PR #2683, opened 2026-04-15
feat(specs): EIP-8037 diff-at-call-return state gas charging [DRAFT]

spencer-tb:
## Summary

Prototype implementation of diff-at-call-return state gas charging for EIP-8037, as proposed in the [#eip-8037](https://discord.com/channels/1359927674746835211/1493618116809457684) discord channel by @chfast.

Instead of charging state gas at each opcode (CREATE, CALL, SSTORE, SELFDESTRUCT), compute a single state diff at each call return point and charge based on actual state growth. This eliminates most edge cases from [Maria's state gas accounting review](https://github.com/misilva73/evm-gas-repricings/blob/main/reports/eip-8037/spec_review_state_gas_accounting.md) (points 1-6).

State gas charges at call return draw from the reservoir first, when exhausted, the remainder spills into regular gas, preserving the existing spillover semantics.

## Open Spec Questions & Resolution

**1. Who pays state gas for value transfer creating a new account?**

Resolution: the callee's call frame pays.

    A calls B (non-existent address) with value = 1 wei.
    The value transfer creates B's account inside B's call frame.
    At B's call return, the state diff shows +1 new account.
    State gas is deducted from the reservoir at B's return.
    If B's gas budget cannot cover GAS_NEW_ACCOUNT, the call fails.
    A sees failure (0 on stack).

Consequence: the caller must forward enough gas to cover state creation costs at the callee's return.

**2. How does code deposit failure work?**

Resolution: CREATE is all-or-nothing at call return.

    CREATE deploys a contract with 10KB of code.
    At CREATE's call return, the state diff shows:
      +1 new account
      +10240 bytes of deployed code

    If the reservoir covers the full cost: CREATE succeeds.
    If not: the entire CREATE reverts. No account, no code.

Consequence: no partial state where an account exists without code. The call either fully succeeds or fully reverts.

**3. Can the reservoir grow beyond its initial value?**

Resolution: yes, capped at transaction level.

    Contract clears a storage slot (nonzero to zero).
    At call return, the state diff shows -1 storage slot.
    The reservoir is credited by the slot's state gas cost.

    At transaction end: tx_gas_used = max(0, tx.gas - gas_left - reservoir).
    The floor at zero prevents the user from being paid to execute.

## Test changes

These tests assumed per-opcode state gas charging. With diff-at-return, state gas is computed from the net state diff at call return, which changes gas amounts, failure modes, and who pays.

**test_block_gas_refund_eip7778_no_block_reduction**: Updated expected gas_used. The set-then-restore SSTORE pattern (0 to 1 to 0) now produces zero state gas because the net state diff is zero. Previously, state gas was charged on the first write and partially refunded via refund_counter.

**test_call_value_transfer_existing_account_no_state_gas**: Changed target from empty account (amount=0) to alive account (amount=1) and forwarded all gas via Op.GAS. With diff-at-return, the callee pays state gas at its call return, so the callee needs enough gas to cover GAS_NEW_ACCOUNT if the target is not alive.

**test_caller_reservoir_preserved_after_callee_diff_reverts**: Replaces test_code_deposit_oog_preserves_parent_reservoir. The caller CALLs a factory that does CREATE with large code. The factory's state diff (account + code) exceeds its budget, so the factory reverts. The caller's reservoir is preserved and used for a subsequent SSTORE.

**test_parent_reverts_when_create_diff_exceeds_budget**: Replaces test_nested_create_code_deposit_cannot_borrow_parent_gas. A wrapper CALLs a factory that does CREATE deploying 15000 bytes. The factory's diff cost (~17.7M) exceeds its gas budget (~16.4M), so the factory reverts. The wrapper verifies the CALL returned 0 (failure).

166/166 blockchain_test passing (excluding pre-existing fork transition failures).

## Related

- Discord discussion: [#eip-8037](https://discord.com/channels/1359927674746835211/1493618116809457684) channel, April 15 2026
- [Maria's state gas accounting review](https://github.com/misilva73/evm-gas-repricings/blob/main/reports/eip-8037/spec_review_state_gas_accounting.md)
- EIP text clarifications: ethereum/EIPs#11523


spencer-tb:
Closing as no longer using this spec change!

▬▬▬

Could you return every line from the entries above in which the string "bytes" occurs?

THE COMPLETED TASK -
      +10240 bytes of deployed code
**test_parent_reverts_when_create_diff_exceeds_budget**: Replaces test_nested_create_code_deposit_cannot_borrow_parent_gas. A wrapper CALLs a factory that does CREATE deploying 15000 bytes. The factory's diff cost (~17.7M) exceeds its gas budget (~16.4M), so the factory reverts. The wrapper verifies the CALL returned 0 (failure).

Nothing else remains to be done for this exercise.